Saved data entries
PR #481, opened 2024-06-10
goreleaser: re-enable arm64 builds for Windows

simondeziel:
I also considered dropping the `arm32` builds for Windows but it seems MS still supports an OS for that CPU arch: https://en.wikipedia.org/wiki/ARM_architecture_family#32-bit_operating_systems


MusicDin (approved):
Thanks 🚀

PR #488, opened 2024-06-27
docs/resources/instance: add multiple ordered `execs`

### LINKED ISSUE #486: Question: what is the order of commands execution in the "execs" block?
Could you please clarify the order of commands execution in the `execs` block in the `lxd_instance` resource? Is it:
- order elements defined in `execs` block?
- alphabetic order?
- undetermined?

simondeziel:
Fixes #486


MusicDin (approved):
Thanks 🚀

PR #490, opened 2024-07-03
Fix cached image being searched only in default project

MusicDin:
When image remote is not set, use instance server as an image server.

Previously, when the image server (an actual LXD server) was retrieved, the project was not set. This resulted in images always being searched only in the default project. Now, if image remote is not provided, we use the instance server where the instance is being created as an image server.

Example:
```hcl
resource "lxd_project" "proj" {
  name = "proj"
  config = {
    "features.images"   = true
    "features.profiles" = false
  }
}

resource "lxd_cached_image" "alpine" {
    source_remote = "images"
    source_image  = "alpine/3.18"
    project       = lxd_project.proj.name
}

resource "lxd_instance" "c1" {
    name    = "c1"
    image   = lxd_cached_image.alpine.fingerprint
    project = lxd_project.proj.name
    running = false
}
```

---

Whenever an image remote is set (for example to `local`) the image will be searched in `default` project. 

```hcl
resource "lxd_cached_image" "alpine" {
    source_remote = "images"
    source_image  = "alpine/3.18"
    project       = lxd_project.proj.name
}

resource "lxd_instance" "c1" {
    name    = "c1"
    image   = "local:${lxd_cached_image.alpine.fingerprint}" # Image not found
    project = lxd_project.proj.name
    running = false
}
```

### DIFF
--- a/internal/image/resource_cached_image_test.go
+++ b/internal/image/resource_cached_image_test.go
@@ -210,6 +210,29 @@ func TestAccCachedImage_project(t *testing.T) {
 	})
 }
 
+func TestAccCachedImage_instanceFromImageFingerprint(t *testing.T) {
+	projectName := acctest.GenerateName(2, "")
+	instanceName := acctest.GenerateName(2, "")
+
+	resource.Test(t, resource.TestCase{
+		PreCheck:                 func() { acctest.PreCheck(t) },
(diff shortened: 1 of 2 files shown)


simondeziel (approved):
LGTM, thanks!

PR #2493, opened 2022-01-17
Fix types used by table_to_book()

michaelmarziani:
This fix allows naming the sheet and using other writing options.

### DIFF
--- a/types/index.d.ts
+++ b/types/index.d.ts
@@ -205,8 +205,16 @@ export interface ParsingOptions extends CommonOptions {
     dense?: boolean;
 }
 
+export interface SheetOption {
+  /**
+   * Name of Worksheet (for single-sheet formats)
+   * @default ''
+   */
+  sheet?: string;
+}
+
 /** Options for write and writeFile */
-export interface WritingOptions extends CommonOptions {
+export interface WritingOptions extends CommonOptions, SheetOption {
     /** Output data encoding */
     type?: 'base64' | 'binary' | 'buffer' | 'file' | 'array' | 'string';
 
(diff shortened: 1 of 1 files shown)


michaelmarziani:
History of this PR:

I wrote this code in React:

```typescript
const handleExportToExcel = () => {
  const table = document.getElementById('data-table');
  var workBook = XLSX.utils.table_to_book(table, { sheet: "Sheet JS" });
  return XLSX.writeFile(workBook, 'SheetJSTableExport.xlsx');
};
```

TypeScript gave an error:
_Argument of type '{ sheet: string; }' is not assignable to parameter of type 'Table2SheetOpts'.
  Object literal may only specify known properties, and 'sheet' does not exist in type 'Table2SheetOpts'.ts(2345)_

I noticed in the code that the `WritingOptions` interface extends `CommonOptions` and has sheet declared inside it. When I changed `CommonOptions` to `WritingOptions` in the interface declaration for `Table2SheetOpts`, I no longer get this TS error and the function works as expected for my use case.

SheetJSDev:
The other writing options are not supported in `table_to_book` or `table_to_sheet`.  Can you instead introduce another interface `SheetOption`?  Then `Table2SheetOpts` and `WritingOptions` should extend `SheetOption`

michaelmarziani:
I can do that. Thanks for the suggestion.

michaelmarziani:
@SheetJSDev I believe I have done as you requested. Please let me know how it looks.

michaelmarziani:
@SheetJSDev I just wanted to follow up on this PR, please let me know if it needs anything else at your convenience.

michaelmarziani:
@SheetJSDev Thank you!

# [What the exercise asks]
Filter the records above for lines containing the word "that", and copy those lines.

# [Task result]
I also considered dropping the `arm32` builds for Windows but it seems MS still supports an OS for that CPU arch: https://en.wikipedia.org/wiki/ARM_architecture_family#32-bit_operating_systems
I noticed in the code that the `WritingOptions` interface extends `CommonOptions` and has sheet declared inside it. When I changed `CommonOptions` to `WritingOptions` in the interface declaration for `Table2SheetOpts`, I no longer get this TS error and the function works as expected for my use case.
I can do that. Thanks for the suggestion.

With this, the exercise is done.